Images are a manifest → config + ordered layer digests. Layers are tar+gzip diffs. The manifest's mediaType and platform fields handle multi-arch. Content-addressable via SHA256.

OCI Runtime Spec

config.json defines: root filesystem, mounts, process (args, env, cwd, capabilities), Linux-specific (namespaces, cgroups path, seccomp, apparmor, rlimits). This is the "container contract".

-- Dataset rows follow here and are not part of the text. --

PR #159, opened 2016-04-30
Coding style: use local include

abique:


Earnestly:
Why?

abique:
Because #include "" uses relative path.
While #include <> uses search path.

abique:
And by the way you should also include standard headers first, not yours. That way your marcos will not mess with standard headers.

Earnestly:
Oh I'm not disagreeing but you need explain why in the message body.  You also need to explain why using relative paths is better.  I would hate to see crap like `#include "../foo.h"` but that doesn't seem to be what you're advocating here.

abique:
Do it as it please.

Earnestly:
@abique I'm not the owner of this repository incase you didn't notice, however I think asking for a little justification is a reasonable request.

There's really no need to be callow.

PR #163, opened 2016-05-01
Fix incorrect calculation of refresh rate in Hz

b52:
Neither the input value nor the output value are mHz, thus the comment is somewhat of. Additionally, the value contained in `vrefresh` is already in Hz, therefore we don't have to do anything.


Cloudef:
Wayland protocol specifies the refresh rate in mHz, you either need to convert it there, or when feeding it to clients. (X11 backend does this conversion as well).

PR #168, opened 2016-05-20
CMake: Add an explicit option for X11 support

sardemff7:
Not sure if more magic is wanted.

If you want another option name, please tell.


lib/chck
```diff
@@ -1 +1 @@
-Subproject commit ab3d82e3dab626682844f5000c2a5f9eecf5e827
+Subproject commit 27c9ecfc0639f225d0b1dbdbd1874a58b18d0949
```
Cloudef: This is probably mistake?

PR #169, opened 2016-05-27
xdg_surface to negative value origin

athrungithub:
fix geometry origin to positive value

### DIFF
--- a/src/compositor/view.c
+++ b/src/compositor/view.c
@@ -203,8 +203,8 @@ wlc_view_get_bounds(struct wlc_view *view, struct wlc_geometry *out_bounds, stru
 
    if (view->xdg_surface && view->surface_commit.visible.size.w > 0 && view->surface_commit.visible.size.h > 0) {
       // xdg-surface client that draws drop shadows or other stuff.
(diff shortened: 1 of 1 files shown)


athrungithub:
I sorry, no use it for now, introduces new bug in app with window decoration gtk (sure) same with weston-apps with window toolkit.
Error message:
compositor/seat/data.c: 150 @ wlc_data_device_manager_offer(): Tried to retrieve handle of wrong type (surface != data-source)

Cloudef:
That message is not related to this pr, it's probably just bug in the clipboard support of wlc.
As for this PR, I'm not sure what issue does this fix. What I see this is potentially breaking tiling of windows with shadow as decorations and such.

athrungithub:
i use dmenu with origin and width ej dmenu -l 20 -x 100 -y 200 -w 250 .
i compile bemenu with xdg_surface for set geometry, for same purpose but, need introduce origin x, y in negative value.  ej bemenu -l 20 -x -100 -y -200 -w 250

Cloudef:
Clients cant set their x, y positions without extra protocol extension. (Which is frowned upon on wayland). Orbment just hardcodes bemenu at the top.

Issue #57, opened 2015-08-22
Handle surface scale parameter


Cloudef:
Needed for hidpi clients and scaling non hidpi clients.

Cloudef:
Note that surface scale is integral, this is for very good reasons which you can read on wayland mailing lists. Non-integral scaling can be still done by setting output resolution with wlc_output_set_resolution.

JonathanReeve:
:+1: for this all the way. This is what's preventing me, and everyone else with a modern display, from using SirCmpwn/sway.

SirCmpwn:
@JonathanReeve it helps as a workaround to set your display's resolution to half of the actual resolution in your sway config. That's what I do for my macbook.

harrisonrodgers:
Hi. Could the [scale](https://wayland.freedesktop.org/docs/html/apa.html#protocol-spec-wl_output-event-scale) parameter of [wl_output](https://wayland.freedesktop.org/docs/html/apa.html#protocol-spec-wl_output) be what we want? 
> A scale larger than 1 means that the compositor will automatically scale surface buffers by this amount when rendering. This is used for very high resolution displays where applications rendering at the native resolution would be too small to be legible.

SirCmpwn:
That's partially related, but not the whole picture.

harrisonrodgers:
Ok. Adding `scale=2` into an `[output]` section of the Weston config seems to scale everything as expected for a HiDPI monitor. Maybe we can look at the Weston code to see how exactly they do it.

Cloudef:
In order to do this, you need both scale parameter in wl_output and scale parameter in wl_surface. If surface scale == output scale, you don't need to do anything, the client is already rendering in native resolution. If surface scale > output scale, you need to downscale the surface. If surface scale < output scale, you need to scale the surface up.

The scaling should be done during render phase in gles2.c, it won't affect anything else but visual output. The visible bounds probably need to be multiplied / divided accordingly.

enckse:
If/when hidpi is available I'd be more than willing to try it (sway + wlc) via Arch and/or AUR.

Mildly unrelated my use case for hidpi is a dell 7370 where I would like to get my 2 external monitors + laptop screen all working (in sway) - I know configuration for multiple monitors may not _entirely_ fall on wlc but if there are good resources for that and someone could point me to the docs that would be fantastic (again since I'll have 1 hidpi display and 2 non-hidpi displays)

Cloudef:
[...]

PR #173, opened 2016-06-21
handle set_buffer_scale and output_scale

ss1h2a3tw:
Add set output scale, get output scale,get output scaled size api
with @david50407 's help
for fixing https://github.com/Cloudef/wlc/issues/57
I'm not sure about whether the pointer handling is right, I don't know how to check the recursive part.
Wish to make some progress to HiDPI support XD.

### DIFF
--- a/example/example.c
+++ b/example/example.c
@@ -4,6 +4,8 @@
 #include <chck/math/math.h>
 #include <linux/input.h>
 
+#define SCALE 2
+
 static struct {
    struct {
       wlc_handle view;
@@ -72,18 +74,19 @@ relayout(wlc_handle output)
    // very simple layout function
    // you probably don't want to layout certain type of windows in wm
 
-   const struct wlc_size *r;
-   if (!(r = wlc_output_get_resolution(output)))
+   // We are going to use scaled size here,
+   // that we don't have to divide the resolution for scaling
+   struct wlc_size s;
+   if (!(wlc_output_get_scaled_size(output, &s)))
       return;
 
    size_t memb;
    const wlc_handle *views = wlc_output_get_views(output, &memb);
-
    bool toggle = false;
    uint32_t y = 0;
-   uint32_t w = r->w / 2, h = r->h / chck_maxu32((1 + memb) / 2, 1);
+   uint32_t w = s.w / 2, h = s.h / chck_maxu32((1 + memb) / 2, 1);
    for (size_t i = 0; i < memb; ++i) {
-      struct wlc_geometry g = { { (toggle ? w : 0), y }, { (!toggle && i == memb - 1 ? r->w : w), h } };
+      struct wlc_geometry g = { { (toggle ? w : 0), y }, { (!toggle && i == memb - 1 ? s.w : w), h } };
       wlc_view_set_geometry(views[i], 0, &g);
       y = y + (!(toggle = !toggle) ? h : 0);
    }
@@ -92,6 +95,7 @@ relayout(wlc_handle output)
 static void
 output_resolution(wlc_handle output, const struct wlc_size *from, const struct wlc_size *to)
 {
+   wlc_output_set_scale(output, SCALE);
    (void)from, (void)to;
    relayout(output);
 }
@@ -254,7 +258,6 @@ int
 main(void)
 {
    wlc_log_set_handler(cb_log);
-
    wlc_set_output_resolution_cb(output_resolution);
    wlc_set_view_created_cb(view_created);
    wlc_set_view_destroyed_cb(view_destroyed);
--- a/example/example.c
+++ b/example/example.c
@@ -4,6 +4,8 @@
 #include <chck/math/math.h>
 #include <linux/input.h>
 
+/* We are using output scale = 2 as example
+ * So everything will be double sized than normal*/
 #define SCALE 2
 
 static struct {
@@ -258,6 +260,7 @@ int
 main(void)
 {
    wlc_log_set_handler(cb_log);
+
    wlc_set_output_resolution_cb(output_resolution);
    wlc_set_view_created_cb(view_created);
    wlc_set_view_destroyed_cb(view_destroyed);
--- a/include/wlc/wlc.h
+++ b/include/wlc/wlc.h
@@ -284,6 +284,15 @@ const struct wlc_size* wlc_output_get_resolution(wlc_handle output);
 /** Set resolution. */
 WLC_NONULL void wlc_output_set_resolution(wlc_handle output, const struct wlc_size *resolution);
 
+/** Get scale factor. */
+int32_t wlc_output_get_scale(wlc_handle output);
+
+/** Set scale factor. */
+void wlc_output_set_scale(wlc_handle output, int32_t scale);
+
+/** Get scaled size. */
+bool wlc_output_get_scaled_size(wlc_handle output, struct wlc_size *out_size);
+
 /** Get current visibility bitmask. */
 uint32_t wlc_output_get_mask(wlc_handle output);
 
--- a/src/compositor/output.c
+++ b/src/compositor/output.c
@@ -868,10 +868,50 @@ wlc_output_get_resolution(wlc_handle output)
    return get(convert_from_wlc_handle(output, "output"), offsetof(struct wlc_output, resolution));
 }
 
+bool
+wlc_output_set_scale_ptr(struct wlc_output *output, int32_t scale)
+{
+   if (!output)
+      return false;
+
+   assert(scale);
+   wlc_log(WLC_LOG_WARN, "Set scale of output %" PRIuWLC "to %u", convert_to_wlc_handle(output), scale);
+   output->information.scale=scale;
+   return true;
+}
 WLC_API void
 wlc_output_set_resolution(wlc_handle output, const struct wlc_size *resolution)
 {
    wlc_output_set_resolution_ptr(convert_from_wlc_handle(output, "output"), resolution);
+}
+
+WLC_API void
+wlc_output_set_scale(wlc_handle output, int32_t scale)
+{
+   wlc_output_set_scale_ptr(convert_from_wlc_handle(output, "output"), scale);
+}
+WLC_API int32_t
+wlc_output_get_scale(wlc_handle output)
+{
+   struct wlc_output *o = convert_from_wlc_handle(output, "output");
+   assert(o);
+   return o->information.scale;
+}
+
+WLC_API bool
+wlc_output_get_scaled_size(wlc_handle output, struct wlc_size *out_size)
+{
+   if (!out_size)
+      return false;
+
+   const struct wlc_size *resolution;
+   if (!(resolution = wlc_output_get_resolution(output)))
+      return false;
+
+   out_size->w = resolution->w / wlc_output_get_scale(output);
+   out_size->h = resolution->h / wlc_output_get_scale(output);
+
+   return true;
 }
 
 WLC_API bool
--- a/src/compositor/output.c
+++ b/src/compositor/output.c
@@ -868,6 +868,12 @@ wlc_output_get_resolution(wlc_handle output)
    return get(convert_from_wlc_handle(output, "output"), offsetof(struct wlc_output, resolution));
 }
 
+WLC_API void
+wlc_output_set_resolution(wlc_handle output, const struct wlc_size *resolution)
+{
+   wlc_output_set_resolution_ptr(convert_from_wlc_handle(output, "output"), resolution);
+}
+
 bool
 wlc_output_set_scale_ptr(struct wlc_output *output, int32_t scale)
 {
@@ -875,14 +881,8 @@ wlc_output_set_scale_ptr(struct wlc_output *output, int32_t scale)
       return false;
 
    assert(scale);
-   wlc_log(WLC_LOG_WARN, "Set scale of output %" PRIuWLC "to %u", convert_to_wlc_handle(output), scale);
    output->information.scale=scale;
    return true;
-}
-WLC_API void
-wlc_output_set_resolution(wlc_handle output, const struct wlc_size *resolution)
-{
-   wlc_output_set_resolution_ptr(convert_from_wlc_handle(output, "output"), resolution);
 }
 
 WLC_API void
@@ -890,6 +890,7 @@ wlc_output_set_scale(wlc_handle output, int32_t scale)
 {
    wlc_output_set_scale_ptr(convert_from_wlc_handle(output, "output"), scale);
 }
+
 WLC_API int32_t
 wlc_output_get_scale(wlc_handle output)
 {
--- a/src/compositor/seat/pointer.c
+++ b/src/compositor/seat/pointer.c
@@ -139,10 +139,10 @@ pointer_paint(struct wlc_pointer *pointer, struct wlc_output *output)
 
    if (!pointer || output != active_output(pointer))
       return;
-
+   const int32_t scale=output->information.scale;
    const struct wlc_point pos = {
-      chck_clamp(pointer->pos.x, 0, output->resolution.w),
-      chck_clamp(pointer->pos.y, 0, output->resolution.h)
+      chck_clamp(pointer->pos.x*scale, 0, output->resolution.w),
+      chck_clamp(pointer->pos.y*scale, 0, output->resolution.h)
    };
 
    struct wlc_view *view = convert_from_wlc_handle(pointer->focused.view, "view");
@@ -214,6 +214,9 @@ focus_view(struct wlc_pointer *pointer, struct wlc_surface *surf, wlc_handle old
    if (!surf || !(surface = convert_to_wl_resource(surf, "surface")))
       return;
 
+   uint32_t scale = surf->pending.scale;
+   if(scale==0)scale=1;
+
    struct wl_client *client = wl_resource_get_client(surface);
    wlc_resource *r;
    chck_pool_for_each(&pointer->resources.pool, r) {
@@ -225,7 +228,7 @@ focus_view(struct wlc_pointer *pointer, struct wlc_surface *surf, wlc_handle old
          wlc_log(WLC_LOG_WARN, "Failed to push focused pointer resource to pool (out of memory?)");
 
       uint32_t serial = wl_display_next_serial(wlc_display());
-      wl_pointer_send_enter(wr, serial, surface, wl_fixed_from_double(pos->x), wl_fixed_from_double(pos->y));
+      wl_pointer_send_enter(wr, serial, surface, wl_fixed_from_double(pos->x/scale), wl_fixed_from_double(pos->y/scale));
    }
 
    pointer->focused.surface.id = convert_to_wlc_resource(surf);
@@ -330,8 +333,13 @@ wlc_pointer_motion(struct wlc_pointer *pointer, uint32_t time, bool pass)
    surface_under_pointer(pointer, output, &focused);
    pointer->focused.surface.offset = focused.offset;
 
+   struct wlc_surface *surface = convert_from_wlc_resource(focused.id, "surface");
+
    if (pass)
-      wlc_pointer_focus(pointer, convert_from_wlc_resource(focused.id, "surface"), &d);
+      wlc_pointer_focus(pointer, surface, &d);
+
+   uint32_t scale = surface->pending.scale;
+   if(scale==0)scale=1;
 
    wlc_output_schedule_repaint(output);
 
@@ -344,7 +352,7 @@ wlc_pointer_motion(struct wlc_pointer *pointer, uint32_t time, bool pass)
       if (!(wr = wl_resource_from_wlc_resource(*r, "pointer")))
          continue;
 
-      wl_pointer_send_motion(wr, time, wl_fixed_from_double(d.x), wl_fixed_from_double(d.y));
+      wl_pointer_send_motion(wr, time, wl_fixed_from_double(d.x/scale), wl_fixed_from_double(d.y/scale));
    }
 }
 
--- a/src/compositor/seat/pointer.c
+++ b/src/compositor/seat/pointer.c
@@ -214,8 +214,7 @@ focus_view(struct wlc_pointer *pointer, struct wlc_surface *surf, wlc_handle old
    if (!surf || !(surface = convert_to_wl_resource(surf, "surface")))
       return;
 
-   uint32_t scale = surf->pending.scale;
-   if(scale==0)scale=1;
+   const int32_t scale = surf->commit.scale;
 
    struct wl_client *client = wl_resource_get_client(surface);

docker run — Full Call Chain

sequence 1. docker run alpine sh
2. CLI → POST /containers/create to dockerd (REST)
3. dockerd → containerd.Create() (gRPC) + pull image if needed
4. containerd → prepare snapshot (overlayfs), create OCI bundle
5. containerd → start containerd-shim, pass bundle path
6. shim → exec runc create --bundle /run/containerd/...
7. runc: clone(NEWPID|NEWNS|NEWNET|NEWUTS|NEWIPC|NEWCGROUP)
8. runc: setup cgroups, mount proc/sys/dev, pivot_root
9. runc: drop caps, apply seccomp, execve("/bin/sh")
10. runc exits. shim reparents PID 1. Container running.
06

Security Layers

Containers are not VMs. Isolation comes from layered security mechanisms, each addressing a different attack surface. Understanding these layers is critical for threat modeling containerized workloads.

Linux Capabilities

Root's monolithic power split into ~41 fine-grained caps. Default Docker drops: CAP_SYS_ADMIN, CAP_NET_RAW (post-20.10), CAP_SYS_PTRACE, etc. Adding --privileged grants ALL caps — effectively uncontained.

Seccomp-BPF

Syscall filter at the kernel boundary. Default Docker profile blocks ~44 of ~330+ syscalls. Notably blocks: clone with CLONE_NEWUSER (preventing nested user namespaces), mount, reboot, kexec_load, bpf.

AppArmor / SELinux

MAC (Mandatory Access Control) policies. Docker generates an AppArmor profile per container that restricts mount, ptrace, signal operations. SELinux uses MCS labels (sVirt) to prevent cross-container access.

User Namespaces

Map container UID 0 to unprivileged host UID (e.g., 100000). Even if process escapes, it's nobody on the host. Not enabled by default in Docker (--userns-remap). Rootless mode uses this extensively.

Read-only Layers

Image layers are immutable. --read-only flag makes the entire rootfs read-only. tmpfs mounts for /tmp, /run. Prevents persistent compromise of the container filesystem.

No New Privileges

The no_new_privs bit (prctl PR_SET_NO_NEW_PRIVS) prevents gaining privileges via setuid/setgid binaries or filesystem capabilities. Docker sets this when a seccomp profile is active.

Container Escape Vectors

VectorMechanismMitigation
Kernel exploitShared kernel = shared vulnerabilities. Container shares syscall surface with host.Keep kernel patched. Use gVisor/Kata for untrusted workloads (separate kernel/VMM).
Privileged mode--privileged disables all isolation. Full device access, all caps, no seccomp.Never use --privileged. Use --cap-add for specific needs.
Mounted Docker socket-v /var/run/docker.sock gives full Docker API access = host root equivalent.Use Docker-in-Docker or rootless Docker. Never mount the socket in prod.
Sensitive host mounts-v /:/host exposes entire host filesystem to the container.Principle of least privilege. Mount only what's needed, read-only where possible.
Metadata serviceCloud metadata (169.254.169.254) accessible from containers = credential theft.Network policies. IMDSv2 with hop limit=1. Workload identity.